4. For each system mode, identify the software modules (CSCs or, in some cases, CSCIs) that are utilized during
the system mode operation. Add the estimated source lines of code (SLOC) for each module). Total the SLOC
count for each system mode.
5. Use the SLOC count for each system mode as an input to the Musa model. This is the source instruction
parameter (IS)
6. Supply values for each of the following parameters to the Musa model:
• B: fault reduction efficiency factor (between 0 and 1)
• r: instruction execution rate (e.g., 25 MIPS)
• Qx : code expansion ratio (# of object instructions per SLOC)
• mi : failure identification effort per failure (man-hours)
• mf: failure correction effort per failure (man-hours)
7. Select a target failure rate for each system mode such that the combination results in the aggregate system
requirement being met. Note that the value for expected failures experienced (m) will be calculated by the model.
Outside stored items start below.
PR #28, opened 2023-08-04
Add a module for nsldc support.

aborah-sudo:
Create a module that will configure nslcd in client machine.

### DIFF
--- a/sssd_test_framework/utils/sssd.py
+++ b/sssd_test_framework/utils/sssd.py
@@ -4,12 +4,13 @@ from __future__ import annotations
 
 import configparser
 from io import StringIO
-from typing import TYPE_CHECKING
+from typing import TYPE_CHECKING, Literal
 
 from pytest_mh import MultihostHost, MultihostRole, MultihostUtility
 from pytest_mh.ssh import SSHLog, SSHProcess, SSHProcessResult
 
 from ..hosts.base import BaseDomainHost
+from ..misc import to_list
 
 if TYPE_CHECKING:
     from pytest_mh.utils.fs import LinuxFileSystem
@@ -782,3 +783,78 @@ class SSSDCommonConfiguration(object):
         """
         self.sssd.authselect.select("sssd")
         self.sssd.enable_responder("autofs")
+
+    def proxy(
+        self,
+        proxy: Literal["files", "ldap"] = "files",
+        provider: str | list[str] = "id",
+        proxy_pam_target: str | None = None,
+        proxy_pam_stack: str | None = None,
+        server_hostname: str | None = None,
+        domain: str | None = None,
+    ):
+        """
+        Configure files or ldap proxy domain.
+
+        :param proxy: ``ldap`` or ``files``, defaults to ``files``
+        :type proxy: Literal["files", "ldap"]
+        :param provider: SSSD providers (``id``, ``auth``, ``chpass``, ...), defaults to ``id``
+        :type provider: str | list[str]
+        :param proxy_pam_target: SSSD option proxy_pam_target, defaults to
+            ``None`` (= ``system-auth`` (files), ``sssdproxyldap`` (ldap))
+        :type proxy_pam_target: str | None
+        :param proxy_pam_stack: Custom PAM stack written to
+            /etc/pam.d/@proxy_pam_target, defaults to ``None`` (= ignored (files), pam_ldap.so (ldap))
+        :type proxy_pam_stack: str | None
+        :param server_hostname: LDAP server hostname for ldap proxy (ldap), ignored (files), defaults to ``None``
+        :type server_hostname: str | None
+        :param domain: Proxy domain name, defaults to None (= default domain)
+        :type domain: str | None, optional
+        """
+        if domain is None:
+            domain = self.sssd.default_domain
+
+        if domain is None:
+            raise ValueError("No domain specified and default domain is not set!")
+
+        if domain is not None and self.sssd.default_domain is None:
+            self.sssd.default_domain = domain
+
+        match proxy:
+            case "ldap":
+                if proxy_pam_target is None:
+                    proxy_pam_target = "sssdproxyldap"
+
+                if proxy_pam_stack is None:
+                    proxy_pam_stack = """
+                        auth     required pam_ldap.so
+                        account  required pam_ldap.so
+                        password required pam_ldap.so
+                        session  required pam_ldap.so
+                    """
+
+                if server_hostname is None:
+                    raise ValueError("No server_hostname specified!")
+
+                self.sssd.fs.write(
+                    "/etc/nslcd.conf", f"uid nslcd\ngid ldap\nuri ldap://{server_hostname}\n", dedent=False
+                )
+                self.sssd.svc.restart("nslcd")
+            case "files":
+                if proxy_pam_target is None:
+                    proxy_pam_target = "system-auth"
+            case _:
+                raise ValueError(f"Unknown proxy type: {proxy}")
+
+        if proxy_pam_stack is not None:
+            self.sssd.fs.write(f"/etc/pam.d/{proxy_pam_target}", proxy_pam_stack)
+
+        options = {
+            "enabled": "true",
+            "proxy_lib_name": proxy,
+            "proxy_pam_target": proxy_pam_target,
+            **{f"{x}_provider": "proxy" for x in to_list(provider)},
+        }
+
+        self.sssd.dom(domain).clear()
+        self.sssd.dom(domain).update(options)


pbrezina:
Hi, how are we going to use nslcd for SSSD testing?

aborah-sudo:
> Hi, how are we going to use nslcd for SSSD testing?

This is the one and only setup that used for nslcd setup for current test framework: 

https://github.com/SSSD/sssd/blob/master/src/tests/multihost/alltests/conftest.py#L754

pbrezina:
I went over the use cases and it seems that we only use it to test the proxy provider.

For this, I think it would be better create a generic function that would configure the proxy provider to [SSSDCommonConfiguration](https://github.com/SSSD/sssd-test-framework/blob/master/sssd_test_framework/utils/sssd.py#L704).

Something like:

```python
    def proxy(self, domain=None, proxy=$proxy, provider=$provider, role: MultihostRole = None):
        """
        ... $proxy can be ldap or files
        ... $provider can be one of sssd providers (id, auth, chpass, ...)
        """

       if domain is None:
           domain = self.default_domain

        match proxy:
           case "ldap":
               # configure and start nslcd, create pam stack for pam_ldap
               # uri is role.host.hostname
               # basedn is not needed, nslcd can figure it on its own
           case "files":
               # create pam stack for pam_unix
```

sssd_test_framework/utils/sssd.py
```diff
@@ -783,3 +783,44 @@ def autofs(self) -> None:
         """
         self.sssd.authselect.select("sssd")
         self.sssd.enable_responder("autofs")
+
+    def proxy(self, host: MultihostHost, domain=None, proxy=None, provider=None, role: MultihostRole = None):
+        """
+        ... $proxy can be ldap or files
+        ... $provider can be one of sssd providers (id, auth, chpass, ...)
```
sidecontrol, line 790: Please extend the comments to the format of other functions. 

"""
description
:param name: $name
:type: $type

sssd_test_framework/utils/sssd.py
```diff
@@ -783,3 +783,44 @@ def autofs(self) -> None:
         """
         self.sssd.authselect.select("sssd")
         self.sssd.enable_responder("autofs")
+
+    def proxy(self, host: MultihostHost, domain=None, proxy=None, provider=None, role: MultihostRole = None):
```
sidecontrol, line 787: Please provide type hints for the parameters, i.e.  domain  = str | None = None

sssd_test_framework/utils/sssd.py
```diff
@@ -783,3 +783,54 @@ def autofs(self) -> None:
         """
         self.sssd.authselect.select("sssd")
         self.sssd.enable_responder("autofs")
+
+    def proxy(self,
+              host: MultihostHost,
```
pbrezina, line 788: Not needed.

sssd_test_framework/utils/sssd.py
```diff
@@ -783,3 +783,54 @@ def autofs(self) -> None:
...
+              domain: str = None,
+              proxy: str = None,
```
pbrezina, line 790: we can use type `Literal["files", "ldap"]` since we expect specific value. None does not make sense since you don't default to anything so lets make it a required parameter.

sssd_test_framework/utils/sssd.py
```diff
@@ -783,3 +783,54 @@ def autofs(self) -> None:
         """
         self.sssd.authselect.select("sssd")
         self.sssd.enable_responder("autofs")
+
+    def proxy(self,
+              host: MultihostHost,
+              domain: str = None,
```
pbrezina, line 789: `str | None`

sssd_test_framework/utils/sssd.py
```diff
@@ -783,3 +783,54 @@ def autofs(self) -> None:
...
+              proxy: str = None,
+              provider: str = None,
```
pbrezina, line 791: let's make the type `str | list[str]` and default to "id". So it either set one provider or multiple providers.

sssd_test_framework/utils/sssd.py
```diff
@@ -783,3 +783,54 @@ def autofs(self) -> None:
...
+              role: MultihostRole = None):
+        """
+        :param host: Multihost host.
+        :type host: MultihostHost
```
pbrezina, line 795: host is not needed

sssd_test_framework/utils/sssd.py
pbrezina: Since this is not going to be used often, put it as last parameter.

sssd_test_framework/utils/sssd.py
```diff
@@ -783,3 +783,54 @@ def autofs(self) -> None:
...
+        :param domain: Existing domain name, defaults to None (= default domain)
+        :type domain: str | None, optional
+        :param proxy: Ldap or files.
+        :type host: str
```
pbrezina, line 799: type proxy

sssd_test_framework/utils/sssd.py
```diff
@@ -783,3 +783,54 @@ def autofs(self) -> None:
...
+              domain: str = None,
+              proxy: str = None,
+              provider: str = None,
+              role: MultihostRole = None):
+        """
+        :param host: Multihost host.
+        :type host: MultihostHost
+        :param domain: Existing domain name, defaults to None (= default domain)
+        :type domain: str | None, optional
+        :param proxy: Ldap or files.
```
pbrezina, line 798: You expect "ldap" not "Ldap". Use the following format to make it clear.
```
``ldap`` or ``files``
```

sssd_test_framework/utils/sssd.py
```diff
@@ -783,3 +783,54 @@ def autofs(self) -> None:
...
+        :type host: str
+        :param provider: Sssd providers
```
pbrezina, line 800: uppercase SSSD

sssd_test_framework/utils/sssd.py
```diff
@@ -783,3 +783,54 @@ def autofs(self) -> None:
...
+        :type provider: Sssd providers (id, auth, chpass, ...)
```
pbrezina, line 801: this should go to parameter description, here you want to specify the type

sssd_test_framework/utils/sssd.py
```diff
@@ -783,3 +783,54 @@ def autofs(self) -> None:
...
+        :param role: MultihostRole
```
pbrezina, line 802: Multihost role, which host will be used as nslcd LDAP server.

sssd_test_framework/utils/sssd.py
```diff
@@ -783,3 +783,54 @@ def autofs(self) -> None:
...
+            case "ldap":
+                self.sssd.fs.write('/etc/pam.d/sssdproxyldap', '''
+                        auth    required pam_ldap.so
+                        account required pam_ldap.so
+                        password required pam_ldap.so
+                        session required pam_ldap.so
+                        ''')
+                self.sssd.fs.write('/etc/nslcd.conf', f'uid nslcd\ngid ldap\nuri '
+                                                 f'ldap://{role.host.hostname}\n', dedent=False)
+                self.sssd.config[f'domain/{domain}'] = {
```
pbrezina, line 818: `self.sssd.dom(domain).update(options)`

You need to update sssd configuration for both ldap and files so this can go after the match statement. Inside it, you just need to set the options.

sssd_test_framework/utils/sssd.py
```diff
@@ -783,3 +783,54 @@ def autofs(self) -> None:
...
+                    f'{provider}'+'_provider': 'proxy',
+                    'proxy_lib_name': proxy,
+                    'proxy_pam_target': 'sssdproxyldap'
+                }
+                host.host.ssh.run("systemctl restart nslcd")
```
pbrezina, line 823: This will yield error because host.host attribute does not exist. Please, actually test your code before submitting pull request.

sssd_test_framework/utils/sssd.py
```diff
@@ -783,3 +783,54 @@ def autofs(self) -> None:
...
+            case "files":
+                self.sssd.fs.write('/etc/pam.d/mylogin', '''
```
pbrezina, line 825: sssdproxyfiles so it is the same as for ldap case?

sssd_test_framework/utils/sssd.py
```diff
@@ -783,3 +783,54 @@ def autofs(self) -> None:
...
+                        auth       required     pam_setcred.so
+                        session    required     pam_unix.so 
+                        password   required     pam_unix.so nullok obscure minlen=8
+                        ''')
+                self.sssd.config[f'domain/{domain}'] = {
+                    f'{provider}' + '_provider': 'proxy',
+                    'proxy_lib_name': proxy,
+                    'auth_provider': 'ldap',
+                    'proxy_pam_target': 'mylogin'
+                }
```
pbrezina, line 836: You need to add a fallback to the match statement and raise error if the caller did not set ldap nor files.

pbrezina (changes requested):
Hi Anuj, thank you for implementing the idea, but there are lots of issues in your code.
https://tests.sssd.io/en/latest/concepts.html#core-concepts-and-coding-style
Please, also fix CI issues. It would be good if you create a habit to automatically check your code before submitting it (testing it since current code will yield error about host.host attribute missing) and checking the coding style - you can just run `tox` command to do it for you. See https://tests.sssd.io/en/latest/concepts.html#core-concepts-and-coding-style on what tools you should run.

sssd_test_framework/utils/sssd.py
aborah-sudo: This is required to "systemclt restart nsldc"  Or how can we do that ? 

as self.host does not exists

sssd_test_framework/utils/sssd.py
aborah-sudo: I did :

(Pdb) host.host.ssh.run("systemctl restart nslcd")
<pytest_mh.ssh.SSHProcessResult object at 0x7f737b5a8850>
(Pdb)

aborah-sudo: If i remove host parameter . How i am suppose to restart nsdcl ?

sssd_test_framework/utils/sssd.py
```diff
@@ -783,3 +783,50 @@ def autofs(self) -> None:
...
         self.sssd.enable_responder("autofs")
+
+    def proxy(self,
+              proxy: str,
+              provider: str | list[str] = 'id',
+              role: MultihostRole = None,
+              domain: str | None = None,):
+        """
+        :param domain: Existing domain name, defaults to None (= default domain)
+        :type domain: str | None, optional
```
pbrezina, line 794: Move to the end. Order of parameters here must follow the parameters of the function.

This docstring is used to render documenation.

sssd_test_framework/utils/sssd.py
pbrezina: This was not resolved.

sssd_test_framework/utils/sssd.py
```diff
@@ -783,3 +783,50 @@ def autofs(self) -> None:
...
+        :param proxy: ``ldap`` or ``files``
+        :type proxy: str
+        :param provider: SSSD providers(id, auth, chpass, ...)
+        :type provider: SSSD providers
+        :param role: MultihostRole(LDAP server)
+        :type role: MultihostRole
+        """
+        target = "sssdproxyldap"
```
pbrezina, line 802: move this to `case "ldap"`

sssd_test_framework/utils/sssd.py
```diff
@@ -783,3 +783,50 @@ def autofs(self) -> None:
...
+              proxy: str,
+              provider: str | list[str] = 'id',
+              role: MultihostRole = None,
+              domain: str | None = None,):
+        """
+        :param domain: Existing domain name, defaults to None (= default domain)
+        :type domain: str | None, optional
+        :param proxy: ``ldap`` or ``files``
+        :type proxy: str
+        :param provider: SSSD providers(id, auth, chpass, ...)
```
pbrezina, line 797: Add space before (

sssd_test_framework/utils/sssd.py
```diff
@@ -783,3 +783,50 @@ def autofs(self) -> None:
...
+        :type provider: SSSD providers
+        :param role: MultihostRole(LDAP server)
```
pbrezina, line 799: Add space before (

sssd_test_framework/utils/sssd.py
```diff
@@ -783,3 +783,50 @@ def autofs(self) -> None:
...
+            case "files":
+                target = "sssdproxyfiles"
+                self.sssd.fs.write('/etc/pam.d/sssdproxyfiles', '''
+                        auth       required     pam_unix.so nullok_secure
+                        auth       required     pam_setcred.so
+                        session    required     pam_unix.so 
+                        password   required     pam_unix.so nullok obscure minlen=8
+                        ''')
+            case _:
+                raise Exception("Proxy can be ldap or files but nothing was provided .")
```
pbrezina, line 826: Remove space before dot.

sssd_test_framework/utils/sssd.py
```diff
@@ -783,3 +783,50 @@ def autofs(self) -> None:
...
+              provider: str | list[str] = 'id',
+              role: MultihostRole = None,
+              domain: str | None = None,):
+        """
+        :param domain: Existing domain name, defaults to None (= default domain)
+        :type domain: str | None, optional
+        :param proxy: ``ldap`` or ``files``
+        :type proxy: str
+        :param provider: SSSD providers(id, auth, chpass, ...)
+        :type provider: SSSD providers
```
pbrezina, line 798: type is `str | list[str]`

sssd_test_framework/utils/sssd.py
pbrezina: You didn't update the code, just moved it.

sssd_test_framework/utils/sssd.py
```diff
@@ -783,3 +783,50 @@ def autofs(self) -> None:
...
+                        auth       required     pam_unix.so nullok_secure
+                        auth       required     pam_setcred.so
+                        session    required     pam_unix.so 
+                        password   required     pam_unix.so nullok obscure minlen=8
+                        ''')
+            case _:
+                raise Exception("Proxy can be ldap or files but nothing was provided .")
+
+        self.sssd.config[f'domain/{domain}'] = {
+            f'{provider}' + '_provider': 'proxy',
```
pbrezina, line 829: You don't handle the case where provider is list.

```python
options = {
    "proxy_lib_name": proxy,
    "proxy_pam_target": target,
}

for x in to_list(provider):
    options[f"{x}_provider"] = "proxy"

self.sssd.dom(domain).update(options)
```

pbrezina (changes requested):
Please also:

* rename commit to "sssd: add common configuration for proxy domain"
* run black, isort, flake8 and mypy to automatically reformat and validate your code to pass the PR CI and follow the coding style

sssd_test_framework/utils/sssd.py
```diff
@@ -783,3 +784,50 @@ def autofs(self) -> None:
...
+                        auth       required     pam_setcred.so
+                        session    required     pam_unix.so 
+                        password   required     pam_unix.so nullok obscure minlen=8
+                        ''')
+            case _:
+                raise Exception("Proxy can be ldap or files but nothing was provided.")
+
+        options = {"proxy_lib_name": proxy,
+                   "proxy_pam_target": target, }
+        for x in pd.Series(provider).tolist():
```
pbrezina, line 831: Please, use https://tests.sssd.io/en/latest/api/sssd_test_framework.misc.html#sssd_test_framework.misc.to_list

```
from ..misc import to_list
```

sssd_test_framework/utils/sssd.py
aborah-sudo: If we update :

[domain/test]
ldap_tls_reqcert = demand
ldap_tls_cacert = /data/certs/ca.crt
dns_discovery_domain = ldap.test
id_provider = proxy
ldap_uri = ldap://master.ldap.test
proxy_lib_name = ldap
proxy_pam_target = sssdproxyldap
proxy_fast_alias = true
debug_level = 0xfff0

We dont need all the parameters but only 

            "proxy_lib_name": proxy,
            "proxy_pam_target": target,
           [f"{x}_provider"] = "proxy"

aborah-sudo: Both Works

pbrezina: But there is also test where you have id_provider=ldap and chpass_provider=proxy. In that case you need to keep the existing stuff. So maybe add a switch to decide if it should override or update the configuration?

aborah-sudo: Update config works . So better to keep it that way . Its was just a info .

aborah-sudo:
> Please also:
> 
>     * rename commit to "sssd: add common configuration for proxy domain" and change the commit message since it is not really about nslcd
> 
>     * run black, isort, flake8 and mypy to automatically reformat and validate your code to pass the PR CI and follow the coding style

Its failing because nslcd  is  not installed in container

sidecontrol:
I want this to be reworked. 

SSSD proxy can use any PAM module, not just LDAP and Files. I'd like the proxy configuration to take arguments to accept any PAM module.  I suggest the setup changes to use authselect and a custom profile and the proxy setup with the added parameters to make the modules, well modular. 

I'd like to see the usage be something like this in the test code. 

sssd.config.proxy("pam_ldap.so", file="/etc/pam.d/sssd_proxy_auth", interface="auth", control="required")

Plugging this into the equations for failure identification personnel (XI) and failure correction personnel (XF)
provides the total test time (in man-hours) required to meet the target failure rate. (Failure identification includes
time to set up and run tests and to identify if a failure has occurred. Failure correction includes time to debug the
software, find the underlying fault causing the failure, and make the software change that fixes the associated
fault).
8. Add the values for XF and XI for each of the system modes to arrive at total system test time. Record this value.
9. Try N new values for failure rates for the N system modes. Record the total test time.
10. Tweak the failure rate values up and down until an optimal value which minimizes system test time is achieved.
These final failure rate values are the set to be allocated to the N system modes.